PR #482, opened 2020-03-05
Refs #29069 - Install pulpcore-selinux if needed

ekohl:
To work around PUP-2169, the selinux contexts need to be present before the main Puppet run. Because pulpcore-selinux depends on python3-pulpcore, the foreman-installer-katello package can't depend on it.

### DIFF
--- a/hooks/pre/31_install_scl_packages.rb
+++ b/hooks/pre/31_install_scl_packages.rb
@@ -3,5 +3,6 @@ if el7?
   packages = []
   packages << 'rh-postgresql12-postgresql-server' if local_postgresql?
   packages << 'rh-redis5-redis' if local_redis?
+  packages << 'pulpcore-selinux' if pulpcore_enabled?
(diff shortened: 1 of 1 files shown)


evgeni (approved):
You could argue `pulpcore-selinux` is not an SCL package, so the filename becomes "wrong", but I don't care too much.

Strictly speaking, we could also drop the `pulpcore-selinux` → `python3-pulpcore` dependency, as the policy really doesn't apply to any files inside that package, it only labels content folders, that are not created by installing `python3-pulpcore` at all.

That all said, the given patch solves the issue at hand, so go forth and merge.

ekohl:
> You could argue `pulpcore-selinux` is not an SCL package, so the filename becomes "wrong", but I don't care too much.

Fair point. Perhaps it should be `31_pup_2169_workarounds.rb`

ehelms (approved):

**What you need to do:**
Without altering a single word, reproduce the entries above.

**Exercise response:**
PR #482, opened 2020-03-05
Refs #29069 - Install pulpcore-selinux if needed

ekohl:
To work around PUP-2169, the selinux contexts need to be present before the main Puppet run. Because pulpcore-selinux depends on python3-pulpcore, the foreman-installer-katello package can't depend on it.

### DIFF
--- a/hooks/pre/31_install_scl_packages.rb
+++ b/hooks/pre/31_install_scl_packages.rb
@@ -3,5 +3,6 @@ if el7?
   packages = []
   packages << 'rh-postgresql12-postgresql-server' if local_postgresql?
   packages << 'rh-redis5-redis' if local_redis?
+  packages << 'pulpcore-selinux' if pulpcore_enabled?
(diff shortened: 1 of 1 files shown)


evgeni (approved):
You could argue `pulpcore-selinux` is not an SCL package, so the filename becomes "wrong", but I don't care too much.

Strictly speaking, we could also drop the `pulpcore-selinux` → `python3-pulpcore` dependency, as the policy really doesn't apply to any files inside that package, it only labels content folders, that are not created by installing `python3-pulpcore` at all.

That all said, the given patch solves the issue at hand, so go forth and merge.

ekohl:
> You could argue `pulpcore-selinux` is not an SCL package, so the filename becomes "wrong", but I don't care too much.

Fair point. Perhaps it should be `31_pup_2169_workarounds.rb`

ehelms (approved):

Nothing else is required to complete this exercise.